Для подготовки к выступлению требовалось время. Поэтому князь Юрий предложил Василию II заключить перемирие до Петрова дня, т. е. до 29 июня. Великий князь принял предложение, и перемирие было заключено. Одновременно обе стороны начали энергичную подготовку к борьбе. Уже весной князь Юрий «розосла по всей своей отчине, по всех людей своих», и собрались «вси к нему изо всех градов его, и восхоте пойти на великого князя»[144]. Похоже, что решение принято было с учетом пожеланий всех собравшихся воинов князя Юрия. Созвано было что-то среднее между древнерусским вечем и московским земским собором.

В свою очередь и правительство Василия II, узнав о действиях князя Юрия, приняло необходимые меры. Возможно, именно тогда великий князь пожаловал своего дядю Константина уделом, в который вошла Ржева[145]. Князю Петру Дмитриевичу он дал в удел волости Шачебал и Ликурги (правда, тот передал их Константину Дмитриевичу)[146]. Затем Василий II соединился со своими дядьями Андреем, Петром и Константином Дмитриевичами и «со всеми силами» двинулся к Костроме. Это произошло еще до окончания срока перемирия с князем Юрием. Кострома должна была стать базой для дальнейшего наступления на Галич. Путь к нему лежал по рекам Костроме и Вексе.

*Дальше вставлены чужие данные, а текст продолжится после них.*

Issue #69, opened 2021-04-20
Prevent arbitrary artifact resources modifications


aclevername:
**What feature/behavior/change do you want?**
If I create a profile that creates a `HelmRelease` resource, if a users tries to manually edit the spec the controller should overwrite any changes and it bring it back to the desired state. Essentially mirroring the same behaviour that would occur if you tried to modify a pod owned by a deployment.

The same should occur if a user deletes the `HelmRelease`, it should get recreated.

**Why do you want this feature?**
To prevent the artifact resources from drifting out of sync

PR #75, opened 2021-04-21
reconcile artifact resources

aclevername:
### Description
https://github.com/weaveworks/profiles/issues/69

### Checklist

### DIFF
--- a/controllers/profile_controller.go
+++ b/controllers/profile_controller.go
@@ -103,10 +103,9 @@ func (r *ProfileSubscriptionReconciler) Reconcile(ctx context.Context, req ctrl.
 		return ctrl.Result{}, err
 	}
 
-	instance := profile.New(pDef, pSub, r.Client, logger, ctx)
+	instance := profile.New(ctx, pDef, pSub, r.Client, logger)
 
-	err = instance.ReconcileArtifacts()
-	if err != nil {
+	if err = instance.ReconcileArtifacts(); err != nil {
 		if err := r.patchStatus(ctx, &pSub, logger, readyFalse, "CreateFailed", "error when reconciling profile artifacts"); err != nil {
 			return ctrl.Result{}, err
 		}
--- a/controllers/profile_controller.go
+++ b/controllers/profile_controller.go
@@ -72,6 +72,7 @@ func (r *ProfileSubscriptionReconciler) SetupWithManager(mgr ctrl.Manager) error
 		)). // Owns ensures that changes to resources owned by the pSub cause the pSub to get requeued
 		Owns(&sourcev1.GitRepository{}).
 		Owns(&helmv2.HelmRelease{}).
+		Owns(&sourcev1.HelmRepository{}).
 		Owns(&kustomizev1.Kustomization{}).
 		Complete(r)
 }
@@ -103,26 +104,21 @@ func (r *ProfileSubscriptionReconciler) Reconcile(ctx context.Context, req ctrl.
 	}
 
 	instance := profile.New(pDef, pSub, r.Client, logger)
+
+	err = instance.ReconcileArtifacts(ctx)
+	if err != nil {
+		if err := r.patchStatus(ctx, &pSub, logger, readyFalse, "CreateFailed", "error when reconciling profile artifacts"); err != nil {
+			return ctrl.Result{}, err
+		}
+		return ctrl.Result{}, err
+	}
+
 	artifactStatus, err := instance.ArtifactStatus(ctx)
 	if err != nil {
 		return ctrl.Result{}, err
 	}
 
-	if !artifactStatus.ResourcesExist {
-		err = instance.CreateArtifacts(ctx)
-		if err != nil {
-			if err := r.patchStatus(ctx, &pSub, logger, readyFalse, "CreateFailed", "error when creating profile artifacts"); err != nil {
-				return ctrl.Result{}, err
-			}
-			return ctrl.Result{}, err
-		}
-		artifactStatus, err = instance.ArtifactStatus(ctx)
-		if err != nil {
-			return ctrl.Result{}, err
-		}
-	}
-
-	if len(artifactStatus.NotReadyConditions) == 0 {
+	if artifactStatus.ResourcesExist && len(artifactStatus.NotReadyConditions) == 0 {
 		return ctrl.Result{}, r.patchStatus(ctx, &pSub, logger, readyTrue, "ArtifactsReady", "all artifact resources ready")
 	}
 
--- a/controllers/profile_controller.go
+++ b/controllers/profile_controller.go
@@ -103,9 +103,9 @@ func (r *ProfileSubscriptionReconciler) Reconcile(ctx context.Context, req ctrl.
 		return ctrl.Result{}, err
 	}
 
-	instance := profile.New(pDef, pSub, r.Client, logger)
+	instance := profile.New(pDef, pSub, r.Client, logger, ctx)
 
-	err = instance.ReconcileArtifacts(ctx)
+	err = instance.ReconcileArtifacts()
 	if err != nil {
 		if err := r.patchStatus(ctx, &pSub, logger, readyFalse, "CreateFailed", "error when reconciling profile artifacts"); err != nil {
 			return ctrl.Result{}, err
@@ -113,7 +113,7 @@ func (r *ProfileSubscriptionReconciler) Reconcile(ctx context.Context, req ctrl.
 		return ctrl.Result{}, err
 	}
 
-	artifactStatus, err := instance.ArtifactStatus(ctx)
+	artifactStatus, err := instance.ArtifactStatus()
 	if err != nil {
 		return ctrl.Result{}, err
 	}
--- a/pkg/profile/artifact.go
+++ b/pkg/profile/artifact.go
@@ -4,7 +4,6 @@ import (
 	"context"
 	"fmt"
 	"strings"
-	"time"
 
 	helmv2 "github.com/fluxcd/helm-controller/api/v2beta1"
 	kustomizev1 "github.com/fluxcd/kustomize-controller/api/v1beta1"
@@ -24,9 +23,8 @@ type Status struct {
 	NotReadyConditions []metav1.Condition
 }
 
-// CreateArtifacts generate and creates the objects in the cluster to deploy the
-// profile
-func (p *Profile) CreateArtifacts(ctx context.Context) error {
+// ReconcileArtifacts ensures the artifact resources are applied to the cluster
+func (p *Profile) ReconcileArtifacts(ctx context.Context) error {
 	objs, err := p.MakeArtifacts()
 	if err != nil {
 		return err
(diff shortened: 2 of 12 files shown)


controllers/profile_controller.go
```diff
@@ -72,6 +72,7 @@ func (r *ProfileSubscriptionReconciler) SetupWithManager(mgr ctrl.Manager) error
 		)). // Owns ensures that changes to resources owned by the pSub cause the pSub to get requeued
 		Owns(&sourcev1.GitRepository{}).
 		Owns(&helmv2.HelmRelease{}).
+		Owns(&sourcev1.HelmRepository{}).
```
aclevername, line 75: think this was missing from the introduction of helmrepo resources

pkg/profile/artifact.go
```diff
@@ -37,19 +34,63 @@ func (p *Profile) CreateArtifacts(ctx context.Context) error {
...
+	}
+}
+
+func (p *Profile) updateResource(existingObj, desiredObj client.Object) error {
+	switch desiredObj := desiredObj.(type) {
+	case *sourcev1.GitRepository:
+		if !GitRepoRequiresUpdate(existingObj.(*sourcev1.GitRepository), desiredObj) {
+			return nil
+		}
+		existingObj.(*sourcev1.GitRepository).Spec = desiredObj.Spec
```
aclevername, line 68: anybody know if there is a way to not have to type converter twice :vomiting_face: ?

controllers/profile_controller.go
Skarlso: Ah yes, nice.

controllers/profile_controller.go
```diff
@@ -102,27 +103,22 @@ func (r *ProfileSubscriptionReconciler) Reconcile(ctx context.Context, req ctrl.
 		return ctrl.Result{}, err
 	}
 
-	instance := profile.New(pDef, pSub, r.Client, logger)
-	artifactStatus, err := instance.ArtifactStatus(ctx)
+	instance := profile.New(ctx, pDef, pSub, r.Client, logger)
+
+	err = instance.ReconcileArtifacts()
```
Skarlso, line 108: Would you mind inlining this in the iff below with `if err := ..; err != nil`? :)

pkg/profile/artifact.go
```diff
@@ -37,19 +34,62 @@ func (p *Profile) CreateArtifacts(ctx context.Context) error {
...
+		if err := p.reconcileArtifact(obj); err != nil {
+			return err
 		}
 	}
 
 	p.log.Info("all artifacts created")
 	return nil
 }
+func (p *Profile) reconcileArtifact(desiredObj client.Object) error {
+	existingObj := desiredObj.DeepCopyObject().(client.Object)
```
Skarlso, line 46: What's the point of the deepclone here if you are immediately getting it, and Object key is used from the desiredObj?

pkg/profile/artifact.go
```diff
@@ -37,19 +34,62 @@ func (p *Profile) CreateArtifacts(ctx context.Context) error {
...
+	err := p.client.Get(p.ctx, client.ObjectKeyFromObject(desiredObj), existingObj)
+	if err == nil {
+		return p.updateResource(existingObj, desiredObj)
+	} else if apierrors.IsNotFound(err) {
+		p.log.Info("creating...", "kind", desiredObj.GetObjectKind().GroupVersionKind().Kind, "resource", desiredObj.GetName())
+		if err := p.client.Create(p.ctx, desiredObj); err != nil {
+			return fmt.Errorf("failed to create %s: %w", desiredObj.GetObjectKind().GroupVersionKind().Kind, err)
+		}
+		return nil
+	} else {
```
Skarlso, line 56: The else is not needed. Just return.

pkg/profile/artifact.go
```diff
@@ -37,19 +34,62 @@ func (p *Profile) CreateArtifacts(ctx context.Context) error {
...
 
 	p.log.Info("all artifacts created")
 	return nil
 }
+func (p *Profile) reconcileArtifact(desiredObj client.Object) error {
+	existingObj := desiredObj.DeepCopyObject().(client.Object)
+	err := p.client.Get(p.ctx, client.ObjectKeyFromObject(desiredObj), existingObj)
+	if err == nil {
+		return p.updateResource(existingObj, desiredObj)
+	} else if apierrors.IsNotFound(err) {
```
bigkevmcd, line 50: You don't need the `else` here, you've returned if `err == nil`.

pkg/profile/artifact.go
bigkevmcd, line 56: Same here...you've returned

pkg/profile/artifact.go
```diff
@@ -37,19 +34,62 @@ func (p *Profile) CreateArtifacts(ctx context.Context) error {
...
+		return nil
+	} else {
+		return fmt.Errorf("failed to get resource %s %s/%s: %w", desiredObj.GetObjectKind().GroupVersionKind().Kind, desiredObj.GetNamespace(), desiredObj.GetName(), err)
+	}
+}
+
+func (p *Profile) updateResource(existingObj, desiredObj client.Object) error {
+	switch desiredObj := desiredObj.(type) {
+	case *sourcev1.GitRepository:
+		if !GitRepoRequiresUpdate(existingObj.(*sourcev1.GitRepository), desiredObj) {
```
bigkevmcd, line 64: You can pass in `desiredObj` here instead of using another type assertion (same for below).

pkg/profile/artifact.go
```diff
@@ -37,19 +34,62 @@ func (p *Profile) CreateArtifacts(ctx context.Context) error {
...
+			return nil
+		}
+		existingObj.(*sourcev1.GitRepository).Spec = desiredObj.Spec
+	case *sourcev1.HelmRepository:
+		if !HelmRepoRequiresUpdate(existingObj.(*sourcev1.HelmRepository), desiredObj) {
```
bigkevmcd, line 69: It feels like `HelmRepoRequiresUpdate` is only exported for the tests, it's not used outside of this package?

pkg/profile/git_repo.go
```diff
@@ -0,0 +1,46 @@
...
+	case existingRes.Spec.URL != newRes.Spec.URL:
+		return true
+	case existingRes.Spec.Reference.Branch != newRes.Spec.Reference.Branch:
+		return true
+	default:
+		return false
+	}
+}
+
+func (p *Profile) makeGitRepository() (*sourcev1.GitRepository, error) {
```
bigkevmcd, line 22: This never returns an `error`?

pkg/profile/helm.go
```diff
@@ -0,0 +1,112 @@
...
+	return helmRepo, nil
+}
+
+func (p *Profile) makeHelmRepoName(name string) string {
+	repoParts := strings.Split(p.subscription.Spec.ProfileURL, "/")
+	repoName := repoParts[len(repoParts)-1]
+	return join(p.subscription.Name, repoName, p.subscription.Spec.Branch, name)
+}
+
+func (p *Profile) makeHelmRelease(artifact profilesv1.Artifact) (*helmv2.HelmRelease, error) {
```
bigkevmcd, line 64: This never returns an error?

pkg/profile/kustomize.go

По одной из версий, Юрий Дмитриевич, узнав о движении против него войск Василия II, бежал из Галича в хорошо знакомый ему Нижний Новгород[147].

В Москве отлично поняли, какую опасность таила эта новая попытка дяди великого князя укрепиться в важнейшем городе на Волге. Поэтому вслед за ним послали его брата Андрея Дмитриевича с войском, по тем временам весьма внушительным (25 000 человек). Но князь Андрей, по каким-то причинам «не дошед» Юрия, вернулся. Летописец считает, что это князь Андрей сделал, «норовя» своему брату Юрию. Рассказ помещен после записи о миссии митрополита Фотия в Галич, когда тот «миру не взять»[148].

Л.В. Черепнин на основании этого рассказа считал, что «допустить наличие тайного сговора братьев покойного Василия I против их племянника вполне возможно»[149]. Нам представляется, что условия конца 20-х-начала 30-х годов абсолютно исключали этот «сговор». Князья Андрей, Петр и Константин решительно поддерживали тогда малолетнего Василия II в борьбе с могущественным Юрием Дмитриевичем. Ремарка летописца о том, что князь Андрей действовал, «норовя» своему брату Юрию, отражает придворные слухи, а не действительный расклад сил.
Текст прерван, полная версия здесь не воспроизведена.